PR #182, opened 2022-04-14
put $PREFIX before $BUILD_PREFIX in conda build

### LINKED ISSUE #179: [BUG] Conda recipes that have separate `build` and `host` sections don't find packages correctly using `rapids_cmake_support_conda_env`
**Describe the bug**

Conda recipes use the `requirements` section to define build time and runtime dependencies of a project. WIthin the `requirements` sections, there's three subsections `build`, `host`, and `run`. `build` is supposed to contain native tools used for building like `cmake`, `make`, `ninja`, compilers, etc. `host` contains libraries for the target platform of the project (for example to allow cross compiling) typically used for linking. Read more here: https://docs.conda.io/projects/conda-build/en/latest/resources/define-metadata.html#requirements-section

It isn't well documented and is likely legacy, but there's also the possibility of running with only two sections a `build` and `run` section, in which the build tools and target platform library dependencies are merged into a single section. Most of the RAPIDS conda recipes are defined in this way, likely due to legacy reasons.

The `build` and `host` sections map to different conda environments during a conda build and have environment variables of `BUILD_PREFIX` and `PREFIX` set accordingly. Where there's only a `build` section in the recipe there can still be a corresponding `PREFIX` environment created alongside the `BUILD_PREFIX` environment depending on the packages included in the `build` sections. Notably using the `{{ compiler(...) }}` jinja templates causes two separate environments to be created.

It looks like if you have a recipe that uses both the `build` and `host` sections as expected, then we end up improperly setting the search paths to find packages in the `build` environment as opposed to the `host` environment: https://github.com/rapidsai/rapids-cmake/blob/branch-22.06/rapids-cmake/cmake/support_conda_env.cmake#L78-L83. This causes issues when building a project that depends on something that CMake or other build tools also depend on, i.e. `libcurl`.

In general, we should probably make searching in the `build` environment opt-in as opposed to default behavior because it can cause issues in cross compiling, but I understand some rapids conda recipes are defined using only `build` and `run` as of now. An easy temporary fix for these recipes would be to just change the `build` section to `host` for now.

**Expected behavior**

When using `rapids_cmake_support_conda_env` I expect the packages defined in the `host` section of my conda recipe to be found before finding packages in the `build` environment.

cc @jakirkham because conda recipes 😄

kkraus14:
Fixes #179

Swaps the ordering to prioritize packages in `$PREFIX` before `$BUILD_PREFIX`. Also updates tests to ensure the same.

### DIFF
--- a/rapids-cmake/cmake/support_conda_env.cmake
+++ b/rapids-cmake/cmake/support_conda_env.cmake
@@ -31,11 +31,11 @@ Creates a global interface target called `target_name` that holds
 the CONDA include and link directories, when executed.
 
 Also offers the ability to modify :cmake:variable:`CMAKE_PREFIX_PATH <cmake:variable:CMAKE_PREFIX_PATH>` to
-include the paths in environment variables `BUILD_PREFIX`, `PREFIX`,
+include the paths in environment variables `PREFIX`, `BUILD_PREFIX`,
 and `CONDA_PREFIX` based on the current CONDA environment.
 
 ``MODIFY_PREFIX_PATH``
-    When in a conda build environment the contents of `$ENV{BUILD_PREFIX}` and `$ENV{PREFIX}`
+    When in a conda build environment the contents of `$ENV{PREFIX}` and `$ENV{BUILD_PREFIX}`
     will be inserted to the front of :cmake:variable:`CMAKE_PREFIX_PATH <cmake:variable:CMAKE_PREFIX_PATH>`.
 
     When in a conda environment the contents of `$ENV{CONDA_PREFIX}` will be inserted to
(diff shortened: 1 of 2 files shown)


robertmaynard:
So is this not an issue?

https://github.com/rapidsai/rapids-cmake/issues/179#issuecomment-1099561563

kkraus14:
@jakirkham was referring to the `PATH` environment variable which makes sense why it would want to find things in the build environment first for using executables.

I would say that maybe we could use `CMAKE_PROGRAM_PATH` so that we can prioritize the build env for `find_program` calls but looks like it still searches in `CMAKE_PREFIX_PATH` first and there isn't any other variables that can be set to influence `find_package` calls.

jakirkham:
In the upstream issue, I tried to articulate why reversing the order might make sense ( https://github.com/conda/conda-build/issues/4432#issuecomment-1099567199 ). Though there are likely other reasons the current ordering is desirable (like cross-compiling).

robertmaynard:
I will need to verify that this doesn't break projects like cudf before we merge

kkraus14:
> I will need to verify that this doesn't break projects like cudf before we merge

Thanks @robertmaynard!

kkraus14:
@robertmaynard gentle ping on this. Any chance we could get this in for 22.10? I'm happy to rebase and retarget.

robertmaynard:
> @robertmaynard gentle ping on this. Any chance we could get this in for 22.10? I'm happy to rebase and retarget.

Yes we can get this in for 22.10, lets rebase and we should be good to merge early next week.

kkraus14:
@robertmaynard rebased and retargeted to 22.10, thanks!

robertmaynard:
@gpucibot merge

EXERCISE AIM: Output the number of lines above holding the word "ping", and nothing besides it.

EXPECTED OUTPUT: 2